(Saved data entries)
/---

PR #1311, opened 2024-10-26
feat: extend apollo compatible error support

Aenimus:
## Checklist


Aenimus:
Relies on https://github.com/wundergraph/graphql-go-tools/pull/939

router/core/errors.go
```diff
@@ -175,48 +175,49 @@ func propagateSubgraphErrors(ctx *resolve.Context) {
...
-		} else if wgRequestParams.UseMultipart {
-			// Handle multipart error response
-			if err := writeMultipartError(w, requestErrors, requestLogger); err != nil {
-				if requestLogger != nil {
-					requestLogger.Error("error writing multipart response", zap.Error(err))
-				}
-			}
-			return
-		}
+	if requestErrors == nil {
```
Aenimus, line 178: I just removed nesting by returning early. Previously, the whole block was wrapped in `err != nil`

router/core/graphql_prehandler.go
```diff
@@ -315,11 +317,29 @@ func (h *PreHandler) Handler(next http.Handler) http.Handler {
...
+				report := reportErr.Report()
+				for _, externalErr := range report.ExternalErrors {
+					if externalErr.ApolloCompatibilityError != nil {
+						outputErr = externalErr.ApolloCompatibilityError
+						break
+					}
+				}
+			}
+
+			requestContext.error = outputErr
```
StarpTech, line 338: `requestContext.error` should be the original error from `handleOperation`.

router/core/graphql_prehandler.go
```diff
@@ -315,11 +317,29 @@ func (h *PreHandler) Handler(next http.Handler) http.Handler {
 			body:             body,
 		})
 		if err != nil {
-			requestContext.error = err
+			outputErr := err
+			var httpErr ApolloCompatibleHttpError
+			var reportErr ReportError
+			if h.executor.Resolver.Options().ApolloCompatibilityReplaceInvalidVariableError && errors.As(err, &httpErr) {
```
StarpTech, line 323: `httpErr` is returned for many reasons not just for invalid variables.

router/core/graphql_prehandler.go
```diff
@@ -315,11 +317,29 @@ func (h *PreHandler) Handler(next http.Handler) http.Handler {
 			body:             body,
 		})
 		if err != nil {
-			requestContext.error = err
+			outputErr := err
```
StarpTech, line 320: Please put this error handling code into a separate struct / function. We are having a hard time simplifying the pre-handler.

router/core/graphql_prehandler.go
```diff
@@ -315,11 +317,29 @@ func (h *PreHandler) Handler(next http.Handler) http.Handler {
...
+			var httpErr ApolloCompatibleHttpError
+			var reportErr ReportError
+			if h.executor.Resolver.Options().ApolloCompatibilityReplaceInvalidVariableError && errors.As(err, &httpErr) {
+				outputErr = &operationreport.ApolloCompatibilityError{
+					ExtensionCode: httpErr.ExtensionCode(),
+					Message:       httpErr.Error(),
+				}
+			} else if h.executor.Resolver.Options().ApolloCompatibilityReplaceUndefinedOperationFieldError && errors.As(err, &reportErr) {
```
StarpTech, line 328: I don't understand how you identified an `ReplaceUndefinedOperationField` error here. Also what happens when both modes are enabled? Does it mean `ApolloCompatibilityReplaceInvalidVariableError` has always precedence?

StarpTech (changes requested):

router/core/graphql_prehandler.go
Aenimus: The reason all the logic is here is because I thought the error should match what is actually provided to the user. So it's fine for the errors to be completely different?

router/core/graphql_prehandler.go
Aenimus: Ok but see other comment. Logic is only here due to to the span error. If error should be original i won't handle any of it here

router/core/graphql_prehandler.go
Aenimus: The opposite. If the operation itself is invalid validation of variables won't happen.

router/core/graphql_prehandler.go
Aenimus: This an apolloCompatibleHttpError. It has a different form to a typical http error. I think the variable name is confusing.

StarpTech: Oh yeah, we use the same naming for general http errors.

StarpTech (approved):
LGTM

PR #1326, opened 2024-10-31
fix: delete org and user workflows

thisisnithin:
## Checklist


thisisnithin:
Closing. We will manually delete namespaces to preserve integrity.

controlplane/src/core/repositories/OrganizationRepository.ts
```diff
@@ -849,9 +851,40 @@ export class OrganizationRepository {
...
     return this.db.transaction(async (tx) => {
       const oidcRepo = new OidcRepository(tx);
+      const fedGraphRepo = new FederatedGraphRepository(this.logger, tx, organizationId);
+      const subgraphRepo = new SubgraphRepository(this.logger, tx, organizationId);
+
+      const graphs = await fedGraphRepo.list({
+        limit: 0,
+        offset: 0,
+      });
+      const subgraphs = await subgraphRepo.list({
```
StarpTech, line 864: Is it really necessary? Can't we delete all targets of the org?

controlplane/src/bin/delete-user.ts
```diff
@@ -80,11 +90,14 @@ if (!isSafe) {
...
-  keycloakClient,
-  keycloakRealm: realm,
-});
+await userRepo.deleteUser(
+  {
+    id: user.id,
+    keycloakClient,
+    keycloakRealm: realm,
+  },
+  blobStorage,
```
StarpTech, line 99: Any reason why is this service dependency not part of he UserRepository constructor?

controlplane/src/bin/delete-user.ts
```diff
@@ -24,10 +27,17 @@ const {
   databaseTlsKey,
   webhookUrl,
   webhookSecret,
+  s3Storage,
 } = getConfig();
 
 const userId = process.env.USER_ID || '';
 
+const bucketName = extractS3BucketName(s3Storage);
```
StarpTech, line 35: Is it really necessary to put all the logic in here? Why don't we issue a job to the queue and the controlplane picks it up? In that way, we also leverage all benefits that the queue provides retry, history etc...

controlplane/src/core/repositories/OrganizationRepository.ts
```diff
@@ -849,9 +851,40 @@ export class OrganizationRepository {
     return result[0];
   }
 
-  public deleteOrganization(organizationId: string) {
+  public deleteOrganization(organizationId: string, blobStorage: BlobStorage) {
     return this.db.transaction(async (tx) => {
       const oidcRepo = new OidcRepository(tx);
+      const fedGraphRepo = new FederatedGraphRepository(this.logger, tx, organizationId);
```
StarpTech, line 857: If we go this road of deleting everything manuel, we need very good tests. Could you outline what is delete by constraints and what not?

StarpTech (changes requested):

controlplane/src/bin/delete-user.ts
thisisnithin: This would require refactoring way too many files since we have to touch other repos as well. Let's not block the PR

controlplane/src/core/repositories/OrganizationRepository.ts
thisisnithin: I have added a comment and a couple tests that cover what is deleted here

controlplane/src/bin/delete-user.ts
thisisnithin: This is run in GH actions which triggers a k8 job and it is transactional. It immediately gives us why a user can/cannot be deleted and what goes wrong. The benefits you listed is availbe with actions itself

controlplane/src/core/workers/DeleteUserQueue.ts
```diff
@@ -0,0 +1,141 @@
...
+
+      const user = await userRepo.byId(job.data.userId);
+      if (!user || !user.id || !user.email) {
+        throw new Error('User not found');
+      }
+
+      const { isSafe, soloOrganizations, unsafeOrganizations } = await orgRepo.canUserBeDeleted(job.data.userId);
+
+      if (!isSafe) {
+        this.input.logger.error(
```
StarpTech, line 89: I think this can be a info.

controlplane/src/core/workers/DeleteUserQueue.ts
```diff
@@ -0,0 +1,141 @@
...
+export class DeleteUserQueue {
+  private readonly queue: Queue<DeleteUserInput>;
+  private readonly logger: pino.Logger;
+
+  constructor(log: pino.Logger, conn: ConnectionOptions) {
+    this.logger = log.child({ queue: QueueName });
+    this.queue = new Queue<DeleteUserInput>(QueueName, {
+      connection: conn,
+      defaultJobOptions: {
+        removeOnComplete: true,
```
StarpTech, line 28: We should not delete it and keep a history for more than 90d.

controlplane/src/core/workers/ReactivateOrganizationWorker.ts
```diff
@@ -0,0 +1,114 @@
...
+
+export class ReactivateOrganizationQueue {
+  private readonly queue: Queue<ReactivateOrganizationInput>;
+  private readonly logger: pino.Logger;
+
+  constructor(log: pino.Logger, conn: ConnectionOptions) {
+    this.logger = log.child({ queue: QueueName });
+    this.queue = new Queue<ReactivateOrganizationInput>(QueueName, {
+      connection: conn,
+      defaultJobOptions: {
```
StarpTech, line 25: Same here

controlplane/src/core/workers/DeactivateOrganizationWorker.ts
```diff
@@ -0,0 +1,126 @@
...
+
+      await orgRepo.deactivateOrganization({
+        organizationId: job.data.organizationId,
+        reason: job.data.deactivationReason,
+        keycloakClient: this.input.keycloakClient,
+        keycloakRealm: this.input.keycloakRealm,
+        deleteOrganizationQueue: this.input.deleteOrganizationQueue,
+      });
+    } catch (err) {
+      this.input.logger.error(err, `Failed to deactivate organization with id ${job.data.organizationId}`);
```
StarpTech, line 96: Please use structured log fields for additional info like organization ID and job ID

controlplane/src/core/workers/ReactivateOrganizationWorker.ts
```diff
@@ -0,0 +1,114 @@
...
+  const worker = new Worker<ReactivateOrganizationInput>(
+    QueueName,
+    (job) => new ReactivateOrganizationWorker(input).handler(job),
+    {
+      connection: input.redisConnection,
+      concurrency: 10,
+    },
+  );
+  worker.on('stalled', (job) => {
+    log.warn(`Job ${job} stalled`);
```
StarpTech, line 108: Here as well. For ops, it could to log the job id, so we can filter for it.

controlplane/src/core/workers/DeactivateOrganizationWorker.ts
```diff
@@ -0,0 +1,126 @@
...
+const QueueName = 'organization.deactivate';
+const WorkerName = 'DeactivateOrganizationWorker';
+
+export interface DeactivateOrganizationInput {
+  organizationId: string;
+  organizationSlug: string;
+  deactivationReason?: string;
+}
+
+export class DeactivateOrganizationQueue {
```
StarpTech, line 18: I think it is time to ensure an interface for a worker implementation. Could you ensure that each worker implementation, implements an interface?

controlplane/src/core/workers/DeleteUserQueue.ts
```diff
@@ -0,0 +1,141 @@
...
+      await userRepo.deleteUser(
+        {
+          id: job.data.userId,
+          keycloakClient: this.input.keycloakClient,
+          keycloakRealm: this.input.keycloakRealm,
+        },
+        this.input.blobStorage,
+      );
+
+      this.input.platformWebhooks.send(PlatformEventName.USER_DELETE_SUCCESS, {
```
StarpTech, line 109: This is dangerous. This will send the mail without waiting for delivery correct? In case of an error, the job is not marked as failed and in case of a shutdown, the job might not be done in time.

StarpTech (changes requested):

controlplane/src/core/workers/DeleteUserQueue.ts
thisisnithin: Tha api is designed to not be blocking. It should be respected here as well, We log errors for these within the webhook service for which we can trigger manualy.

controlplane/src/core/workers/DeactivateOrganizationWorker.ts
thisisnithin: Done

controlplane/src/core/workers/ReactivateOrganizationWorker.ts
thisisnithin: Done

controlplane/src/core/workers/DeactivateOrganizationWorker.ts
thisisnithin: Done

controlplane/src/core/workers/ReactivateOrganizationWorker.ts
thisisnithin: Done

controlplane/src/core/workers/DeleteUserQueue.ts
thisisnithin: Done

controlplane/src/core/workers/DeleteUserQueue.ts
thisisnithin: Done

StarpTech (approved):
LGTM

PR #1328, opened 2024-11-03
feat(telemetry): improve memory consumption

StarpTech:
## Motivation and Context

Based on the included benchmark. The PR reduces memory pressure by many magnitudes. 

CleanShot 2024-11-04 at 00 01 05@2x

Other fixes:

- Host parsing issue with `localhost`
- Status code attribute wasn't attached in all cases

## Checklist


package.json
```diff
@@ -32,8 +32,8 @@
     "dist"
   ],
   "engines": {
-    "node": ">=20.0.0",
-    "pnpm": "8"
+    "node": ">=22.11.0",
```
df-wg, line 35: Given this change, can you also update https://github.com/wundergraph/cosmo/blob/af0ae3ba2d0afb4a637d101e93e06644cbafb3c4/CONTRIBUTING.md?plain=1#L13-L14 to reflect the new versions?

router/pkg/metric/metric_store.go
```diff
@@ -74,28 +74,34 @@ type (
...
+		MeasureRequestSize(ctx context.Context, contentLength int64, opts ...otelmetric.AddOption)
+		MeasureResponseSize(ctx context.Context, size int64, opts ...otelmetric.AddOption)
+		MeasureLatency(ctx context.Context, latency float64, opts ...otelmetric.RecordOption)
+		MeasureRequestError(ctx context.Context, opts ...otelmetric.AddOption)
+		MeasureOperationPlanningTime(ctx context.Context, planningTime float64, opts ...otelmetric.RecordOption)
 		Flush(ctx context.Context) error
 	}
 
 	Store interface {
+		MeasureInFlight(ctx context.Context, sliceAttr, attr []attribute.KeyValue) func()
```
df-wg, line 96: Can you add godocs here for how the interfaces are used, and how they are coupled?

df-wg (changes requested):
Overall LGTM, but two docs changes that I think should be added before it is merged

package.json
StarpTech: Good catch

router/pkg/metric/metric_store.go
StarpTech: Done

df-wg (approved):

PR #1329, opened 2024-11-03
fix(prometheus): reduce buckets to prevent cardinality issues

StarpTech:
## Motivation and Context

Users run into scraping performance issues due to high cardinality metrics. While metric labels can be filtered, there was no way to change the buckets of histograms. For our cloud integration, we went with 32 buckets, which is fine but we also used it for prometheus which produces a lot of data to export. This PR will introduce a different bucket configuration (10 buckets) for Prometheus histograms to reduce the overall export size.

## Checklist


df-wg (approved):
Can you add an explanation for the change and the motivation behind it in the PR body, so it'll be clearer if people look at the git history?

\---

**Task requirements**
Every line from the one containing "fix(prometheus): reduce buckets" to the close of the records must be reproduced exactly. Include both ends and nothing more.

**Output of the exercise**
fix(prometheus): reduce buckets to prevent cardinality issues

StarpTech:
## Motivation and Context

Users run into scraping performance issues due to high cardinality metrics. While metric labels can be filtered, there was no way to change the buckets of histograms. For our cloud integration, we went with 32 buckets, which is fine but we also used it for prometheus which produces a lot of data to export. This PR will introduce a different bucket configuration (10 buckets) for Prometheus histograms to reduce the overall export size.

## Checklist


df-wg (approved):
Can you add an explanation for the change and the motivation behind it in the PR body, so it'll be clearer if people look at the git history?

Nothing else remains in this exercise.